Two fair dice are thrown. The numbers on them are taken as $$\lambda$$ and $$\mu$$, and a system of linear equations
$$x + y + z = 5$$
$$x + 2y + 3z = \mu$$
$$x + 3y + \lambda z = 1$$
is constructed. If $$p$$ is the probability that the system has a unique solution and $$q$$ is the probability that the system has no solution, then:

We have two independent fair dice. Each die can show any integer from $$1$$ to $$6$$ with equal probability $$\displaystyle \frac16$$. The first die gives the value $$\lambda$$ and the second die gives the value $$\mu$$. Using these values the following system of linear equations is formed:

$$$ \begin{aligned} x + y + z &= 5,\\[4pt] x + 2y + 3z &= \mu,\\[4pt] x + 3y + \lambda z &= 1. \end{aligned} $$$

For a system of three linear equations in the three unknowns $$x,\,y,\,z$$, the basic fact is:

• If the determinant of the coefficient matrix is non-zero, the system has a unique solution.
• If the determinant is zero, the system may be either consistent (infinitely many solutions) or inconsistent (no solution). Consistency has to be checked separately through the augmented matrix.

First we write the coefficient matrix $$A$$ and find its determinant. The matrix is

$$$ A = \begin{bmatrix} 1 & 1 & 1\\ 1 & 2 & 3\\ 1 & 3 & \lambda \end{bmatrix}, $$$

and its determinant is

$$$ \begin{aligned} \det A &=\;1 \Bigl(2\lambda-3\!\cdot\!3\Bigr) \;-\;1 \Bigl(1\!\cdot\!\lambda-3\!\cdot\!1\Bigr) \;+\;1 \Bigl(1\!\cdot\!3-2\!\cdot\!1\Bigr)\\[6pt] &=\;1(2\lambda-9)\;-\;(\lambda-3)\;+\;1\\[6pt] &=\;2\lambda-9-\lambda+3+1\\[6pt] &=\;\lambda-5. \end{aligned} $$$

So $$\det A=\lambda-5$$.

Now, $$\det A\neq0 \iff \lambda\neq5$$. Because $$\lambda$$ comes from a fair die, five of the six possible values (namely $$1,2,3,4,6$$) satisfy $$\lambda\neq5$$. Therefore

$$$ p = P(\text{unique solution}) = P(\lambda\neq5) = \frac{5}{6}. $$$

Next we look at the case $$\lambda=5$$, where the determinant is zero. We must decide when the system is inconsistent.

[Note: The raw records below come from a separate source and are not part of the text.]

PR #29, opened 2018-02-16
Allow to omit large common parts in diff output

njam:
By default disabled, can be enabled and configured with `--context NUM`.
image

Wdyt?
This is my first time writing Go code, please let me know if my naming is off, something should be refactored or just be done differently!

The code iterates over all diff records and keep track of how many lines are between the closest change (addition or removal) *before* the current line. Then it iterates again through all diff records but backwards and adjusts the *distance* if the closest change *after* the current line is closer.
When printing the diff we can then simply omit records that have a *distance* larger than the desired *context*.

I have an alternative implementation which first creates *chunks* and then iterates over chunks of diffs to print, if you prefer it: [diff-with-chunks.go](https://gist.github.com/njam/5885e45f2a0590542f5a96a6391b8e56).

### DIFF
--- a/README.md
+++ b/README.md
@@ -182,3 +182,11 @@ The above will install this plugin into your `$HELM_HOME/plugins` directory.
 - You need to have [Go](http://golang.org) installed. Make sure to set `$GOPATH`
 - If you don't have [Glide](http://glide.sh) installed, this will install it into
   `$GOPATH/bin` for you.
+
+### Running Tests
+Automated tests are implemented with [*testing*](https://golang.org/pkg/testing/).
+
+To run all tests:
+```
+go test -v ./...
+```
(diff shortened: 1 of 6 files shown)


njam:
@databus23 I've updated the branch to the new CLI interace.
Maybe a flag like `--context` which is not available in `helm upgrade` should go *before* the "upgrade" now? So it's `helm diff --context 3 upgrade ...`?

mumoshu:
@njam Thank you so much for contributing the awesome feature!

@zytek updated your work in #53 and I added my comments there. Would you mind taking a look?

njam:
@mumoshu I've added the `--context` option to all CLI commands that print a diff, and added a unit test.
wdyt?

njam:
@mumoshu when you have a moment, would you be able to review this?

njam:
@mumoshu let me know if something should be changed! :)

njam:
Cool, thanks!

PR #24, opened 2018-01-29
Feature Request: Diff to compare rollback

aananthraj:
This provides the ability to visualise what a helm rollback could change.
Usage:

```
$ helm diff rollback -h
This command compares the laset manifests details of a named release 
with specific revision values to rollback.

It forecasts/visualizes changes, that a helm rollback could perform.

Usage:
  diff rollback [flags] [RELEASE] REVISION

```

PR #22, opened 2018-01-24
feature Implementation: Diff between Revisions #6

aananthraj:
This provides the ability to do a diff on revisions.
I have made some improvements with 
- safer code terminations with (exit 0),
- Intelligent suggestions for subcommands
- docs
- code restructuring.
kindly have a look, and let me know in case of corrections/bugs.

Thanks..!!

PR #30, opened 2018-02-20
Download remote chart to Archive dir

aananthraj:
Downloading remote chart to Archive dir (~/.helm/cache/archive) would keep the current dir clean.

### DIFF
--- a/helm.go
+++ b/helm.go
@@ -76,7 +76,7 @@ func locateChartPath(name, version string, verify bool, keyring string) (string,
 		dl.Verify = downloader.VerifyAlways
 	}
 
-	filename, _, err := dl.DownloadTo(name, version, ".")
+	filename, _, err := dl.DownloadTo(name, version, helmpath.Home(homePath()).Archive())
 	if err == nil {
 		lname, err := filepath.Abs(filename)
 		if err != nil {


elemental-lf:
Sounds like a good idea to prevent clutter. Could there be any issues when running multiple helm instances in parallel? I haven't looked into DownloadTo to see if it does any locking or so.

aananthraj:
I just made it to mimics the way, Helm works. It works fine to me (as am using them often)
BTW what do you mean by running multiple helm instances in parallel? could you be brief?

elemental-lf:
@aananthraj I mean multiple instances of helm running under the same user account at the same time and so using the same archive directory. I haven't looked into the Helm source code if it does anything to prevent races between different processes when both try to download the same chart to the archive directory at the same time and so possibly corrupting the file or leading to failed verifications of the chart. If locking is done in downloadTo we'd be fine. If this isn't the case then we'd need to mimic the locking logic in helm diff, too, when writing to the shared archive directory.

aananthraj:
@elemental-lf , That was nice. Thanks..!!.

I have a query.
> when both try to download the same chart to the archive directory at the same time and so possibly corrupting the file or leading to failed verifications of the chart.

This could happen in PWD as well right..?, I mean when charts are downloaded to current working directory.

upon inspection codes of helm and helm diff plugin, I would like to share the following infrences.

helm diff plugin uses `DownloadTo` func from Helm's official `k8s.io/helm/pkg/downloader` package. 
>  If this isn't the case then we'd need to mimic the locking logic in helm diff, too, when writing to the shared archive directory

so logic is exactly the same.

elemental-lf:
This would also happen with the download to the cwd. But if there is a locking problem (at all), then it would be confined. I took a quick look at Helm now and I don't see any looking, so we're probably fine (or not worse than Helm itself).

aananthraj:
ya, exactly 😄 , can this be merged..? now.

databus23:
Thanks!

aananthraj:
Thanks @databus23  and @elemental-lf .
It would be helpful , If we could work together on PR #22 and #24 as well.

PR #33, opened 2018-04-03
Ensure values files exist

foklepoint:
Ensures that a value file actually exists instead of throwing up a golang exception when trying to open a file that doesn't exist


foklepoint:
@databus23 Can we please get this merged and cut a new version?

sstarcher:
@databus23 Pinged you on slack I understand if you don't have time, but would love to see this get merged.

databus23:
Thanks a lot!

PR #36, opened 2018-04-11
FLAG: add an option to ignore the error if the release doesn't exist yet

jeff-knurek:
I ran into the issue described here today https://github.com/databus23/helm-diff/pull/15 
I kind of agree that `helm-diff` shouldn't be responsible for replacing `--dry-run --debug`/`template`

but when building `helm diff` into CI, a new project might not always exist, and suppressing all errors from `helm diff` is not desirable. So I created this simplified version of the original PR.

### DIFF
--- a/main.go
+++ b/main.go
@@ -3,6 +3,7 @@ package main
 import (
 	"fmt"
 	"os"
+	"strings"
 
 	"github.com/mgutz/ansi"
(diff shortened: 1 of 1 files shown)


jeff-knurek:
hmm, that's a good point. I guess that's why I only "_kind of agreed_" 😄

Setting $$\lambda=5$$, the equations become

$$$ \begin{aligned} x + y + z &= 5, \quad -(1)\\[4pt] x + 2y + 3z &= \mu, \quad -(2)\\[4pt] x + 3y + 5z &= 1. \quad -(3) \end{aligned} $$$

We eliminate $$x$$ by subtracting equation (1) from equations (2) and (3):

$$$ \begin{aligned} \text{(2)}-\text{(1)}&:;;0x + y + 2z = \mu - 5,\\[4pt] \text{(3)}-\text{(1)}&:;;0x + 2y + 4z = 1 - 5 = -4. \end{aligned} $$$

The left-hand sides satisfy $$[0,2,4]=2[0,1,2]$$, so the two new equations are multiples of each other. For the system to be consistent, the right-hand sides must have the same ratio; that is, we need

$$$ -4 = 2(\mu - 5)\;\Longrightarrow\;-4 = 2\mu - 10\;\Longrightarrow\;2\mu = 6\;\Longrightarrow\;\mu = 3. $$$

Thus:

• If $$\lambda=5$$ and $$\mu=3$$, the system is consistent (in fact it has infinitely many solutions).
• If $$\lambda=5$$ and $$\mu\neq3$$, the system is inconsistent and hence has no solution.

The probability of inconsistency is therefore

$$$ q = P(\lambda=5\ \text{and}\ \mu\neq3) = P(\lambda=5)\cdot P(\mu\neq3) = \frac16 \times \frac56 = \frac{5}{36}. $$$

We have found $$p=\dfrac56$$ and $$q=\dfrac{5}{36}$$, which corresponds to option D.

Hence, the correct answer is Option D.